# WORK ITEM
Starting at the top of the records, output every line through the one that contains "49fa31d8-72a6-01a1-027d-6edeac9e0fc4", keeping each exactly as it appears.
= Beginning of Section =
PR #30922, opened 2023-11-02
JavaScript with Blazor static server rendering

### LINKED ISSUE #30921: Using JavaScript with Blazor Static Server Rendering
### Description

In this node, react to https://github.com/dotnet/aspnetcore/issues/51331#issuecomment-1791582878.

### Page URL

https://learn.microsoft.com/en-us/aspnet/core/blazor/javascript-interoperability/?view=aspnetcore-7.0

### Content source URL

https://github.com/dotnet/AspNetCore.Docs/blob/main/aspnetcore/blazor/javascript-interoperability/index.md

### Document ID

49fa31d8-72a6-01a1-027d-6edeac9e0fc4

### Article author

guardrex

guardrex:
Fixes #30921
Addresses #28161

Mackinnon ... Check everything because I made a few guesses along the way ... *and we know how that goes* 🦖🙈😆. 

---

#### Internal previews

| 📄 File | 🔗 Preview link |
|:--|:--|
| [aspnetcore/blazor/components/render-modes.md](https://github.com/dotnet/AspNetCore.Docs/blob/6b94e61cd5dc244598e1da70a8128a6998834e73/aspnetcore/blazor/components/render-modes.md) | [ASP.NET Core Blazor render modes](https://review.learn.microsoft.com/en-us/aspnet/core/blazor/components/render-modes?branch=pr-en-us-30922) |
| [aspnetcore/blazor/fundamentals/routing.md](https://github.com/dotnet/AspNetCore.Docs/blob/6b94e61cd5dc244598e1da70a8128a6998834e73/aspnetcore/blazor/fundamentals/routing.md) | [ASP.NET Core Blazor routing and navigation](https://review.learn.microsoft.com/en-us/aspnet/core/blazor/fundamentals/routing?branch=pr-en-us-30922) |
| [aspnetcore/blazor/fundamentals/startup.md](https://github.com/dotnet/AspNetCore.Docs/blob/6b94e61cd5dc244598e1da70a8128a6998834e73/aspnetcore/blazor/fundamentals/startup.md) | [ASP.NET Core Blazor startup](https://review.learn.microsoft.com/en-us/aspnet/core/blazor/fundamentals/startup?branch=pr-en-us-30922) |
| [aspnetcore/blazor/javascript-interoperability/static-server-rendering.md](https://github.com/dotnet/AspNetCore.Docs/blob/6b94e61cd5dc244598e1da70a8128a6998834e73/aspnetcore/blazor/javascript-interoperability/static-server-rendering.md) | [aspnetcore/blazor/javascript-interoperability/static-server-rendering](https://review.learn.microsoft.com/en-us/aspnet/core/blazor/javascript-interoperability/static-server-rendering?branch=pr-en-us-30922) |

### DIFF
--- a/aspnetcore/blazor/javascript-interoperability/static-server-rendering.md
+++ b/aspnetcore/blazor/javascript-interoperability/static-server-rendering.md
@@ -10,7 +10,11 @@ uid: blazor/js-interop/ssr
 ---
 # ASP.NET Core Blazor JavaScript with Blazor static Server rendering
 
+<!-- UPDATE 9.0 Activate after release and INCLUDE is updated
+
 [!INCLUDE[](~/includes/not-latest-version.md)]
+
+-->
 
 This article explains general concepts on how to interact with JavaScript in a Blazor Web App with static Server rendering.
 
--- a/aspnetcore/blazor/javascript-interoperability/static-server-rendering.md
+++ b/aspnetcore/blazor/javascript-interoperability/static-server-rendering.md
@@ -151,10 +151,10 @@ export function afterWebStarted(blazor) {
 
 For the preceding module:
 
-* In `initializePageScriptModule`:
+* In the `initializePageScriptModule` function:
   * A relative path is normalized by by making it an absolute URL with document's app base path.
-  * If `pageScriptInfo.referenceCount <= 0`, all page-script elements with the same 'src' were unregistered while the module was loading.
-* In `onEnhancedLoad`:
+  * If `pageScriptInfo.referenceCount <= 0`, all `<page-script>` elements with the same `src` were unregistered while the module was loading.
+* In the `onEnhancedLoad` function:
   * Start by invoking `onDispose` on any modules that are no longer referenced.
   * Invoke `onUpdate` on the remaining modules.
 * In the `afterWebStarted` function, `attributeChangedCallback` is used instead of `connectedCallback` because a page script element might be reused between enhanced navigation operations. For more information, see [Using custom elements: Custom element lifecycle callbacks (MDN documentation)](https://developer.mozilla.org/docs/Web/API/Web_components/Using_custom_elements#custom_element_lifecycle_callbacks).
--- a/aspnetcore/blazor/javascript-interoperability/static-server-rendering.md
+++ b/aspnetcore/blazor/javascript-interoperability/static-server-rendering.md
@@ -1,0 +1,134 @@
+---
+title: ASP.NET Core Blazor JavaScript with Blazor static Server rendering
+author: guardrex
+description: Learn how to use JavaScript in a Blazor Web App with static Server rendering.
+monikerRange: '>= aspnetcore-8.0'
+ms.author: riande
+ms.custom: mvc
+ms.date: 11/02/2023
+uid: blazor/js-interop/ssr
+---
+# ASP.NET Core Blazor JavaScript with Blazor static Server rendering
+
+[!INCLUDE[](~/includes/not-latest-version.md)]
+
+This article explains general concepts on how to interact with JavaScript in a Blazor Web App with static Server rendering.
+
+Some applications may depend on JavaScript to perform initialization tasks that are specific to each page. However, when using Blazor's enhanced navigation feature, which allows the user to navigate between pages without reloading the entire page, JavaScript code may not be re-executed as expected. Therefore, page-specific `<script>` elements may not be executed again when the user navigates to a different page.
+
+To avoid this problem, it is not recommended to rely on having page-specific `<script>` elements outside the app's common layout. Instead, scripts should register an `afterWebStarted(blazor)` JavaScript initializer to perform initialization logic, and use `blazor.addEventListener("enhancedload", callback)` to listen to page updates caused by enhanced navigation.
+
+Following is an example demonstrating one way to configure JavaScript code that runs when a page gets initially loaded or updated.
+
+In the Blazor Web App:
+
+* Add the following `MyPage` component.
+* `home.js` JS file.
+
+`Components/Pages/MyPage.razor`:
+
+```razor
+@page "/my-page"
+@using BlazorPageScript
+
+<PageTitle>My page</PageTitle>
+
+<PageScript Src="js/pages/home.js" />
+
+Welcome to my page.
+```
+
+`wwwroot/js/pages/home.js`:
+
+```javascript
+// Called when the page first gets loaded
+export function onLoad() {
+    console.log('Loaded');
+}
+
+// Called each time an enhanced load occurs on the page,
+// plus once when the page first gets loaded
+export function onUpdate() {
+    console.log('Updated');
+}
+
+// Called when the user leaves the page due to an enhanced navigation
+export function onDispose() {
+    console.log('Disposed');
+}
+```
+
+In the BlazorPageScript (Razor Class Library):
+
+`wwwroot/BlazorPageScript.lib.module.js`:
+
+```javascript
+let currentPageModule = null;
+let currentPathname = null;
+
+export function afterWebStarted(blazor) {
+    customElements.define('page-script', class extends HTMLElement {
+        static observedAttributes = ['src'];
+
+        // We use attributeChangedCallback instead of connectedCallback
+        // because a page script element might get reused between enhanced
+        // navigations.
+        attributeChangedCallback(name, oldValue, newValue) {
+            if (name === 'src') {
+                loadPageScript(newValue);
+            }
+        }
+    });
+
+    blazor.addEventListener('enhancedload', onEnhancedLoad);
+}
+
+async function loadPageScript(src) {
+    const pathnameOnLoad = document.location.pathname;
+
+    if (pathnameOnLoad === currentPathname) {
+        // We don't reload the page script if we're already on the same page.
+        return;
+    }
+
+    currentPathname = pathnameOnLoad;
+    currentPageModule?.onDispose?.();
+    currentPageModule = null;
+
+    const module = await import(`${document.location.origin}/${src}`);
+
+    if (location.pathname !== pathnameOnLoad) {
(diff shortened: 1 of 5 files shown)


aspnetcore/blazor/javascript-interoperability/static-server-rendering.md
```diff
@@ -0,0 +1,141 @@
...
+Welcome to my page.
+```
+
+In the Blazor Web App, add the following JS file (`home.js`):
+
+* The `onLoad` function is called when the page loads the first time.
+* The `onUpdate` function is called each time an enhanced load occurs on the page, plus once when the page is first loaded.
+* The `onDispose` function is called when the user leaves the page due to an enhanced navigation.
+
+The `home.js` file is placed in the `wwwroot` folder and not [collocated with the component](xref:blazor/js-interop/index#load-a-script-from-an-external-javascript-file-js-collocated-with-a-component) in order to make it reusable around the app from a common location.
```
MackinnonBuck, line 48: It could still be a collocated script - in fact it might be preferable that way. This example is meant to demonstrate page-specific initialization logic.

That said, it's an interesting idea to support the case where a script could be reusable between pages. The `<PageScript>` component could be changed so it works in a more generalized manner:

* It calls 'onLoad' when the script gets added to the page
* It calls 'onUpdate' when the script still exists on the page after an enhanced update
* It calls 'onDispose' when the script gets removed from the page after an enhanced update

So it works without regard to current URL. Doing it this way would mean the developer gets more control over the lifetime of the script.

For example, if you put a `<PageScript>` on the top-level of a page, then it the behavior is no different from the way the example is now. But if you put it in the app's layout (making it shared between pages), then it only runs "load" after a full page reload, and "update" when any enhanced page update occurs (including enhanced navigation).

Or, if you want to reuse the same module between pages, but get the "load" and "dispose" callbacks invoked on each page change, you could append a querystring to the end of the script so it's recognized as a different module:

`<PageScript Src="./page.js?counter" />`

I might go ahead and propose a new version of the implementation that has these characteristics.

MackinnonBuck:
Here's a new version of `BlazorPageScript.lib.module.js` with the behavior that I described in [this comment](https://github.com/dotnet/AspNetCore.Docs/pull/30922#discussion_r1382163044).

```js
const pageScriptInfoBySrc = new Map();

function registerPageScriptElement(src) {
    if (!src) {
        throw new Error('Must provide a non-empty value for the "src" attribute.');
    }

    let pageScriptInfo = pageScriptInfoBySrc.get(src);

    if (pageScriptInfo) {
        pageScriptInfo.referenceCount++;
    } else {
        pageScriptInfo = { referenceCount: 1, module: null };
        pageScriptInfoBySrc.set(src, pageScriptInfo);
        initializePageScriptModule(src, pageScriptInfo);
    }
}

function unregisterPageScriptElement(src) {
    if (!src) {
        return;
    }

    const pageScriptInfo = pageScriptInfoBySrc.get(src);
    if (!pageScriptInfo) {
        return;
    }

    pageScriptInfo.referenceCount--;
}

async function initializePageScriptModule(src, pageScriptInfo) {
    // If the path is relative, normalize it by by making it an absolute URL
    // with document's the base HREF.
    if (src.startsWith("./")) {
        src = new URL(src.substr(2), document.baseURI).toString();
    }

    const module = await import(src);

    if (pageScriptInfo.referenceCount <= 0) {
        // All page-script elements with the same 'src' were
        // unregistered while we were loading the module.
        return;
    }

    pageScriptInfo.module = module;
    module.onLoad?.();
    module.onUpdate?.();
}

function onEnhancedLoad() {
    // Start by invoking 'onDispose' on any modules that are no longer referenced.
    for (const [src, { module, referenceCount }] of pageScriptInfoBySrc) {
        if (referenceCount <= 0) {
            module?.onDispose?.();
            pageScriptInfoBySrc.delete(src);
        } 
    }

    // Then invoke 'onUpdate' on the remaining modules.
    for (const { module } of pageScriptInfoBySrc.values()) {
        module?.onUpdate?.();
    }
}

export function afterWebStarted(blazor) {
    customElements.define('page-script', class extends HTMLElement {
        static observedAttributes = ['src'];

        // We use attributeChangedCallback instead of connectedCallback
        // because a page-script element might get reused between enhanced
        // navigations.
        attributeChangedCallback(name, oldValue, newValue) {
            if (name !== 'src') {
                return;
            }

            this.src = newValue;
            unregisterPageScriptElement(oldValue);
            registerPageScriptElement(newValue);
        }

        disconnectedCallback() {
            unregisterPageScriptElement(this.src);
        }
    });

    blazor.addEventListener('enhancedload', onEnhancedLoad);
}

```

MackinnonBuck:
@guardrex If we think this sample is too large to put in the docs, I could post it somewhere else and we could link to it.

guardrex:
No ... it's fine. Give me a few minutes, and I'll have the commit up for a look :eyes:.

aspnetcore/blazor/javascript-interoperability/static-server-rendering.md
guardrex: > It could still be a collocated script - in fact it might be preferable that way.

This was one of my *incorrect* guesses, due to you not colocating the script. It will be fixed up on my next commit.

guardrex:
@MackinnonBuck ... I didn't finish it because I can see that this isn't the way that we normally guide devs to load modules. I didn't update that aspect in the `PageWithScript` component ... I wanted to hear back from you on it first.

guardrex:
Note that I always need to move code comments into the text to get them localized. If they stay in the code, they remain stuck in English forever. Just wanted to let you know why you always see me do that.

guardrex:
Ok ... I'm done with little nits.

Let me know on the module load situation with `PageScript` ... if what you have here is what you want ... or do we make it like we normally advise ... `OnAfterRenderAsync`/`JS.InvokeAsync`/`import`/path to module.

aspnetcore/blazor/javascript-interoperability/static-server-rendering.md
```diff
@@ -65,6 +63,12 @@ export function onDispose() {
...
+  * If `pageScriptInfo.referenceCount <= 0`, all page-script elements with the same 'src' were unregistered while the module was loading.
+* In `onEnhancedLoad`:
+  * Start by invoking `onDispose` on any modules that are no longer referenced.
+  * Invoke `onUpdate` on the remaining modules.
 * In the `afterWebStarted` function, `attributeChangedCallback` is used instead of `connectedCallback` because a page script element might be reused between enhanced navigation operations. For more information, see [Using custom elements: Custom element lifecycle callbacks (MDN documentation)](https://developer.mozilla.org/docs/Web/API/Web_components/Using_custom_elements#custom_element_lifecycle_callbacks).
 * The `loadPageScript` function is abandoned if the loaded path (`pathnameOnLoad`) is equal to the current path (`currentPathname`) to avoid reloading the page script if the user is already on the same page. The function is also exited if `location.pathname` isn't equal to the loaded path (`pathnameOnLoad`) because the user changed pages since the module started loading, so there's nothing left to do.
```
MackinnonBuck: This all look accurate, thanks for putting the effort in to document it!

I am wondering how necessary it is to include all this information though. For example, in [this sample](https://learn.microsoft.com/aspnet/core/blazor/fundamentals/signalr?view=aspnetcore-7.0#automatically-refresh-the-page-when-server-side-reconnection-fails), we don't go very in depth about what's happening (although maybe that sample is a bit more straightforward to understand).

MackinnonBuck: Nevermind, saw that you removed it!

aspnetcore/blazor/javascript-interoperability/static-server-rendering.md
```diff
@@ -0,0 +1,186 @@
...
+
+For the preceding module:
+
+* In the `initializePageScriptModule` function:
+  * A relative path is normalized by by making it an absolute URL with document's app base path.
+  * If `pageScriptInfo.referenceCount <= 0`, all `<page-script>` elements with the same `src` were unregistered while the module was loading.
+* In the `onEnhancedLoad` function:
+  * Start by invoking `onDispose` on any modules that are no longer referenced.
+  * Invoke `onUpdate` on the remaining modules.
+* In the `afterWebStarted` function, `attributeChangedCallback` is used instead of `connectedCallback` because a page script element might be reused between enhanced navigation operations. For more information, see [Using custom elements: Custom element lifecycle callbacks (MDN documentation)](https://developer.mozilla.org/docs/Web/API/Web_components/Using_custom_elements#custom_element_lifecycle_callbacks).
```
MackinnonBuck, line 160: Are there other examples in the docs where we go in this much detail about a code sample? I think this makes sense when the sample demonstrates a framework feature, but I'd imagine this is just code people are mostly going to copy and paste. For example, [this sample](https://learn.microsoft.com/aspnet/core/blazor/fundamentals/signalr?view=aspnetcore-7.0#automatically-refresh-the-page-when-server-side-reconnection-fails) is somewhat lengthy but we don't comment much about what it's doing.

MackinnonBuck (approved):
Looks great to me after the pending feedback is addressed 🙂

aspnetcore/blazor/javascript-interoperability/static-server-rendering.md
guardrex: Only placed because you had them in the code sample, where they don't get localized. I'll strip this bit out now.

guardrex:
I see now that this won't work for general calls because the JS object reference is required for JS interop calls. ***DUH!*** 🙈😄 I merely detected a difference without thinking it through last night.

I'll cross-link this as an example in the JS initializers section. We have a few other cross-linked use cases there.

guardrex:
I'm going to hold here for a sec so that you can confirm the updates on the last couple of commits are correct.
= End of Section =
# ANSWER SECTION
PR #30922, opened 2023-11-02
JavaScript with Blazor static server rendering

### LINKED ISSUE #30921: Using JavaScript with Blazor Static Server Rendering
### Description

In this node, react to https://github.com/dotnet/aspnetcore/issues/51331#issuecomment-1791582878.

### Page URL

https://learn.microsoft.com/en-us/aspnet/core/blazor/javascript-interoperability/?view=aspnetcore-7.0

### Content source URL

https://github.com/dotnet/AspNetCore.Docs/blob/main/aspnetcore/blazor/javascript-interoperability/index.md

### Document ID

49fa31d8-72a6-01a1-027d-6edeac9e0fc4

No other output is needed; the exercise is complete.